Top of Supplied data

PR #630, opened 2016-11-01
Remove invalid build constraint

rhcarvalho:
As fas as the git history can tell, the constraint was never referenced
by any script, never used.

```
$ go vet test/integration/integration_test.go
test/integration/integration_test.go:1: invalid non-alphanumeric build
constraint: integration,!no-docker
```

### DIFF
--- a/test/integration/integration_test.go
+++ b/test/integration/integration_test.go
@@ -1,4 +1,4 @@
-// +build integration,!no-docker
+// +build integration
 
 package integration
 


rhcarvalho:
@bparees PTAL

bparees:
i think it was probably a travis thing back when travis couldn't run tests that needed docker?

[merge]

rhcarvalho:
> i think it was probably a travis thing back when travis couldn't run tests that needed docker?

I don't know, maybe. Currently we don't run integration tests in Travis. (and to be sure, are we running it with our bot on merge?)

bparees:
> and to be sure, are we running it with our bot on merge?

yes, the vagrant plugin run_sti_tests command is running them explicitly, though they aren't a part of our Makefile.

Bottom of Supplied data
Top of Supplied data

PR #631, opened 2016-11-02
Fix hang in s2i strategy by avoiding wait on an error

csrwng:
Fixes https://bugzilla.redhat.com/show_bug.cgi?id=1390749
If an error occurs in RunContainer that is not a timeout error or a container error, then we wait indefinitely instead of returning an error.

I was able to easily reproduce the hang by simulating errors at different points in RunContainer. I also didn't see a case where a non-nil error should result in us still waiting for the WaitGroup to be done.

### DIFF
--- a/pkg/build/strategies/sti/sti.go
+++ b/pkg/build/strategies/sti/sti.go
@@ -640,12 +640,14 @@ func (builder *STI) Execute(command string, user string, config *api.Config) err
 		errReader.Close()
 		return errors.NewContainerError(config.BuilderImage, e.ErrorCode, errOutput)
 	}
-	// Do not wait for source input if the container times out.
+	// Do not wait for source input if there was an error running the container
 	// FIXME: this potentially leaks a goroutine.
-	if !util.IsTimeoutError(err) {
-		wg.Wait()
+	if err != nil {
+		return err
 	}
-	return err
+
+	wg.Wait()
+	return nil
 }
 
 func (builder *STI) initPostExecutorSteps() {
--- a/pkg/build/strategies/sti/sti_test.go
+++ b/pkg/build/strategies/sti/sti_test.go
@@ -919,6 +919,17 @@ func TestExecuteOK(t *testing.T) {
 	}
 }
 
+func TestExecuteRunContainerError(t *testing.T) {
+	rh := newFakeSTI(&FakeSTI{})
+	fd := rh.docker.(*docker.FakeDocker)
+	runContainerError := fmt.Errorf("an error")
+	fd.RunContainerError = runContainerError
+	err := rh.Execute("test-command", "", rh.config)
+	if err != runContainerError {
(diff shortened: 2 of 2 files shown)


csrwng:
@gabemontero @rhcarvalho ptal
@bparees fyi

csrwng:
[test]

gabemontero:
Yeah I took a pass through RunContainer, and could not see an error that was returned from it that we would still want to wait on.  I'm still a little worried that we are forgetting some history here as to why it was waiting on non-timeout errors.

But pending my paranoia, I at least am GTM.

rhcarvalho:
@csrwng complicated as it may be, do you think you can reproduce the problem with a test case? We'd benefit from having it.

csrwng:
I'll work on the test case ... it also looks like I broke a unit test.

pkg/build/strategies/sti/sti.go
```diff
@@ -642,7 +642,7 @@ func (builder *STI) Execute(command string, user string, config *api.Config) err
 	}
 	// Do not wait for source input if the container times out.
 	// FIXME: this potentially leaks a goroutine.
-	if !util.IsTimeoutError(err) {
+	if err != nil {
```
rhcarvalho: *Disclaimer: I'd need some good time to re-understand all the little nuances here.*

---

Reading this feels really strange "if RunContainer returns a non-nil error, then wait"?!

Bottom of Supplied data

▶ **Task requirements**
Which lines above contain the word "func"? List them.

▶ **Reply**
@@ -640,12 +640,14 @@ func (builder *STI) Execute(command string, user string, config *api.Config) err
 func (builder *STI) initPostExecutorSteps() {
@@ -919,6 +919,17 @@ func TestExecuteOK(t *testing.T) {
+func TestExecuteRunContainerError(t *testing.T) {
@@ -642,7 +642,7 @@ func (builder *STI) Execute(command string, user string, config *api.Config) err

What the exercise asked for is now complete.